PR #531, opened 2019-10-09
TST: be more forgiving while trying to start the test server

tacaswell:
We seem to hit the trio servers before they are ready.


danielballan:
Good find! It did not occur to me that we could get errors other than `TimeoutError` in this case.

--

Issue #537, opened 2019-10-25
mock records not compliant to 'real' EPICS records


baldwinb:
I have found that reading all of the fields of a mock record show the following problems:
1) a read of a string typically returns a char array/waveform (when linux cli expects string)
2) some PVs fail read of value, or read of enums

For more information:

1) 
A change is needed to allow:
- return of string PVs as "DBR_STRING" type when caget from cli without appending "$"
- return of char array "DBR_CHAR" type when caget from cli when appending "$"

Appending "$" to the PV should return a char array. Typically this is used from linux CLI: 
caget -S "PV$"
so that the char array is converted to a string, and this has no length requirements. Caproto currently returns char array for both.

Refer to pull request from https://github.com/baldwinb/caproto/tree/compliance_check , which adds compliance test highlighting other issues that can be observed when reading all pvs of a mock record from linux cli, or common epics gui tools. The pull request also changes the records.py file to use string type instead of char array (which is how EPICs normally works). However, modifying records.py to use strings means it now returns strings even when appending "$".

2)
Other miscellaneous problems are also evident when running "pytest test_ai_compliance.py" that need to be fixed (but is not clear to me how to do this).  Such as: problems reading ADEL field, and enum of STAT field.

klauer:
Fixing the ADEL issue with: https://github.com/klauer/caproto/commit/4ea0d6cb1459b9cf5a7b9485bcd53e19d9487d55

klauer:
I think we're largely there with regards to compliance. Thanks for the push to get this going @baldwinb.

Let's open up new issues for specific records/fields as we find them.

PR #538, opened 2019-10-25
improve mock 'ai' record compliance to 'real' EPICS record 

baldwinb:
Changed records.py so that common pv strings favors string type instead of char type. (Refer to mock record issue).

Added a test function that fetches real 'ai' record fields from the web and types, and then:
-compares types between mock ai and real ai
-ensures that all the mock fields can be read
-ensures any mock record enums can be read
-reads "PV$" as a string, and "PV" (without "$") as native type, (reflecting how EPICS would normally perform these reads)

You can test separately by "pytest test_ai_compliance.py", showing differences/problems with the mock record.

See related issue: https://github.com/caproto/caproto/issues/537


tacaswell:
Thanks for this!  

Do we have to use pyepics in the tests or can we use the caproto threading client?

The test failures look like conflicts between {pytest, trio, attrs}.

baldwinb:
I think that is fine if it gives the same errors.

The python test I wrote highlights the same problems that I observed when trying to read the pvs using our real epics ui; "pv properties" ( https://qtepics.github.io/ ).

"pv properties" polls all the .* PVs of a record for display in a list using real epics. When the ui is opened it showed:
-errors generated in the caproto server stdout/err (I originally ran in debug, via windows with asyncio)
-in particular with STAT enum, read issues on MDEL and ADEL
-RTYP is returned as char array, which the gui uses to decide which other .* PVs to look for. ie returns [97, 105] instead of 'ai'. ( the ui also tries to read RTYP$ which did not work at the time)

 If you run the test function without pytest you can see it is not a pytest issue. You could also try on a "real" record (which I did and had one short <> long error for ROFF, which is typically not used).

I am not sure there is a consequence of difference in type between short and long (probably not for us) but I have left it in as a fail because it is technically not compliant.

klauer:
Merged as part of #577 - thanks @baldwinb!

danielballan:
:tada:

| TASK DESCRIPTION |
Each line above that has the word "enums" must be copied.

| RESPONSE AREA |
2) some PVs fail read of value, or read of enums
-ensures any mock record enums can be read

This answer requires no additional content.